======== Task material ========
PR #537, opened 2023-07-05
Exposing the Genesis Scenarios' results from a new Core API endpoint

jakrawcz-rdx:
⚠️ This builds on top of https://github.com/radixdlt/babylon-node/pull/529

This implements a use-case of https://github.com/radixdlt/babylon-node/pull/535.
_(a rather mundane use-case: listing those stored records)_


core-rust/core-api-server/core-api-schema.yaml
```diff
@@ -4428,14 +4458,11 @@ components:
           description: |
             An explanation as to why the intent status is resolved as it is.
         committed_state_version:
-          type: integer
-          format: int64
-          minimum: 1
-          maximum: 100000000000000
+          $ref: "#/components/schemas/StateVersion"
```
jakrawcz-rdx, line 4461: _(note from author)_

This is just my drive-by refactor. (i.e. introduce reusable `StateVersion` openapi type)

core/src/test/java/com/radixdlt/api/core/NetworkConfigurationTest.java
```diff
@@ -67,32 +67,39 @@
...
-      assertThat(response.getNetworkHrpSuffix())
+      assertThat(configurationResponse.getNetworkHrpSuffix())
           .isEqualTo(DeterministicCoreApiTestBase.networkDefinition.hrp_suffix());
 
       // And check the package endpoint whilst we're here, using a well known address...
-      final var faucetPackageAddress = response.getWellKnownAddresses().getFaucetPackage();
+      final var faucetPackageAddress =
+          configurationResponse.getWellKnownAddresses().getFaucetPackage();
 
-      // TODO(wip): it's not so easy to assert on schema anymore; this only tests "no exception":
```
jakrawcz-rdx, line 90: _(note from author)_

This was my fault (a `TODO(wip)` comes from me and my internal rule says that such expression must not be pushed - maybe I should make it a git hook or something).
I now addressed it in the only way I saw viable (still lame). Suggestions (on "what to assert better here") welcome.

core-rust/core-api-server/core-api-schema.yaml
```diff
@@ -5208,6 +5203,79 @@ components:
...
+    DescribedAddress:
+      type: object
+      required:
+        - logical_name
+        - address
+      properties:
+        logical_name:
+          type: string
+        address:
+          $ref: '#/components/schemas/GlobalAddress'
```
dhedey, line 5278: Just a heads up that in the next PR, these will become more general addresses - ie include Vault addresses and even non fungible global ids - so perhaps we should just make this a string with a description.

core-rust/core-api-server/core-api-schema.yaml
```diff
@@ -5185,11 +5183,8 @@ components:
         - receipt_tree_hash
       properties:
         state_version:
-          type: integer
-          format: int64
-          minimum: 0
-          maximum: 100000000000000
-          description: An integer between `0` and `10^13`, representing the state version. The state version increments with each transaction, starting at `0` pre-genesis.
+          $ref: "#/components/schemas/StateVersion"
+          description: The state version, which increments with each transaction, starting at `0` pre-genesis.
```
dhedey, line 5187: So, _technically_ this is invalid in the Open API schema language - ie you can't override any properties (including an upstream description) here. (Can you tell I'm not a fan of the Open API schema design and ecosystem? :') )

If you notice - the description has now vanished from all the models.

_But_ - importantly - I believe ReDocly _does_ handle this correctly, so this _should_ be fine. Although I'm not 100% sure. It might be worth us double-checking when we deploy the schema file.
========
§ What needs to be done: What are the lines, exactly as written above, from the line with "dhedey, line 5187: So, _technically_" to the line with "If you notice", both included? Output only those.

§ Worked solution:
dhedey, line 5187: So, _technically_ this is invalid in the Open API schema language - ie you can't override any properties (including an upstream description) here. (Can you tell I'm not a fan of the Open API schema design and ecosystem? :') )

If you notice - the description has now vanished from all the models.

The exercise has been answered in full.